- PROBLEM DETAILS -
Copy all of the records below verbatim.
RECORDED DATA START
PR #2112, opened 2021-01-29
Improve highlights ux, add star to query

thostetler:
Adds `*` to `hl.fl` field for highlights
Adds a `no highlights` message when none are returned

image

### DIFF
--- a/src/js/widgets/list_of_things/widget.js
+++ b/src/js/widgets/list_of_things/widget.js
@@ -268,7 +268,7 @@ define([
         // make sure the new docs close highlights if they aren't there
         var newDocs = _.map(docs, function(d) {
           return _.extend(d, {
-            showHighlights: !_.isEmpty(d.highlights),
+            showHighlights: typeof d.highlights !== 'undefined',
             showCheckbox: !!self.model.get('showCheckboxes'),
           });
         });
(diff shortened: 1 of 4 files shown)


src/js/widgets/list_of_things/widget.js
```diff
@@ -606,7 +606,7 @@ define([
           var q = this.model.get('currentQuery').clone();
           q.set({
             hl: 'true',
-            'hl.fl': 'title,abstract,body,ack',
+            'hl.fl': 'title,abstract,body,ack,*',
```
romanchyla, line 609: i think it is actually better to just say: `'hl.fl': '*'`

romanchyla (approved):

src/js/widgets/list_of_things/widget.js
thostetler: I'll check it out, but doing '*' returned an empty param and causes an error in the response parser.  I didn't look into it at all though, just figured they were equivalent

thostetler: doing `hl.fl: '*'` 
image

gets an empty response: 
image

That is causing an error.  Anything I can do about that? is that correct behavior

thostetler:
I'm going to merge this, we can circle back around and make the change to `*` later.  Assuming the changes are equivalent.

PR #2127, opened 2021-03-12
Fix submenu overlap

shinyichen:
Adjusted navigation submenu so that they don't overlap of top-level menu in mobile screen.


thostetler:
Nice! easy enough to fix LGTM

PR #2129, opened 2021-03-12
Force EST timezone for tests

thostetler:
Use puppeteer's built-in timezone setting to force EST during testing


shinyichen (approved):
Yes that resolved it!

PR #2134, opened 2021-03-22
Hide mouse over dropdown menu if mobile or tablet devices

shinyichen:


src/js/widgets/list_of_things/model.js
```diff
@@ -139,6 +140,19 @@ define([
...
+      const devices = [
+        /Android/i,
+        /webOS/i,
+        /iPhone/i,
+        /iPad/i,
+        /iPod/i,
+        /BlackBerry/i,
+        /Windows Phone/i,
+      ];
+      var isMobileOrTablet = devices.some((d) =>
```
thostetler, line 152: This certainly works.  However we already have a library `bowser` that could parse the user agent and provide more coverage.
There is a utility: https://github.com/adsabs/bumblebee/blob/a1723ff2c0c17940cac7b4da17b50a1ee1d838a9/src/js/utils.js#L56

or docs here: https://lancedikson.github.io/bowser/docs/index.html

thostetler (approved):

PR #2137, opened 2021-03-25
Fixed library issues

shinyichen:
This PR addresses the following three issues of library view:
* When user viewing a public library who is not a collaborator, the edit buttons says “You have none privileges", but allows user to click on “View editing options” and add/remove papers. 
  * In this case, when user has no permission, this edit button is removed.
* When selecting records, the “delete” option appears but the user cannot actually delete any record.
  * Delete button is not shown if user has no edit permission
* "View library in results page" button is not shown unless user has edit permission
  * Show "View library in results page" button regardless of permission


thostetler (approved):
Looks good, there is a minor conflict -- can merge any time then

PR #2139, opened 2021-04-07
Minor layout changes

shinyichen:
* Removed side margins when in single column view (search result & abstract)
* Fit metadata into one row in single column view

Screen Shot 2021-04-07 at 11 08 30 AM


thostetler:
LGTM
RECORDED DATA END
- SOLUTION FOR THIS EXERCISE -
PR #2112, opened 2021-01-29
Improve highlights ux, add star to query

thostetler:
Adds `*` to `hl.fl` field for highlights
Adds a `no highlights` message when none are returned

image

### DIFF
--- a/src/js/widgets/list_of_things/widget.js
+++ b/src/js/widgets/list_of_things/widget.js
@@ -268,7 +268,7 @@ define([
         // make sure the new docs close highlights if they aren't there
         var newDocs = _.map(docs, function(d) {
           return _.extend(d, {
-            showHighlights: !_.isEmpty(d.highlights),
+            showHighlights: typeof d.highlights !== 'undefined',
             showCheckbox: !!self.model.get('showCheckboxes'),
           });
         });
(diff shortened: 1 of 4 files shown)


src/js/widgets/list_of_things/widget.js
```diff
@@ -606,7 +606,7 @@ define([
           var q = this.model.get('currentQuery').clone();
           q.set({
             hl: 'true',
-            'hl.fl': 'title,abstract,body,ack',
+            'hl.fl': 'title,abstract,body,ack,*',
```
romanchyla, line 609: i think it is actually better to just say: `'hl.fl': '*'`

romanchyla (approved):

src/js/widgets/list_of_things/widget.js
thostetler: I'll check it out, but doing '*' returned an empty param and causes an error in the response parser.  I didn't look into it at all though, just figured they were equivalent

thostetler: doing `hl.fl: '*'` 
image

gets an empty response: 
image

That is causing an error.  Anything I can do about that? is that correct behavior

thostetler:
I'm going to merge this, we can circle back around and make the change to `*` later.  Assuming the changes are equivalent.

PR #2127, opened 2021-03-12
Fix submenu overlap

shinyichen:
Adjusted navigation submenu so that they don't overlap of top-level menu in mobile screen.


thostetler:
Nice! easy enough to fix LGTM

PR #2129, opened 2021-03-12
Force EST timezone for tests

thostetler:
Use puppeteer's built-in timezone setting to force EST during testing


shinyichen (approved):
Yes that resolved it!

PR #2134, opened 2021-03-22
Hide mouse over dropdown menu if mobile or tablet devices

shinyichen:


src/js/widgets/list_of_things/model.js
```diff
@@ -139,6 +140,19 @@ define([
...
+      const devices = [
+        /Android/i,
+        /webOS/i,
+        /iPhone/i,
+        /iPad/i,
+        /iPod/i,
+        /BlackBerry/i,
+        /Windows Phone/i,
+      ];
+      var isMobileOrTablet = devices.some((d) =>
```
thostetler, line 152: This certainly works.  However we already have a library `bowser` that could parse the user agent and provide more coverage.
There is a utility: https://github.com/adsabs/bumblebee/blob/a1723ff2c0c17940cac7b4da17b50a1ee1d838a9/src/js/utils.js#L56

or docs here: https://lancedikson.github.io/bowser/docs/index.html

thostetler (approved):

PR #2137, opened 2021-03-25
Fixed library issues

shinyichen:
This PR addresses the following three issues of library view:
* When user viewing a public library who is not a collaborator, the edit buttons says “You have none privileges", but allows user to click on “View editing options” and add/remove papers. 
  * In this case, when user has no permission, this edit button is removed.
* When selecting records, the “delete” option appears but the user cannot actually delete any record.
  * Delete button is not shown if user has no edit permission
* "View library in results page" button is not shown unless user has edit permission
  * Show "View library in results page" button regardless of permission


thostetler (approved):
Looks good, there is a minor conflict -- can merge any time then

PR #2139, opened 2021-04-07
Minor layout changes

shinyichen:
* Removed side margins when in single column view (search result & abstract)
* Fit metadata into one row in single column view

Screen Shot 2021-04-07 at 11 08 30 AM


thostetler:
LGTM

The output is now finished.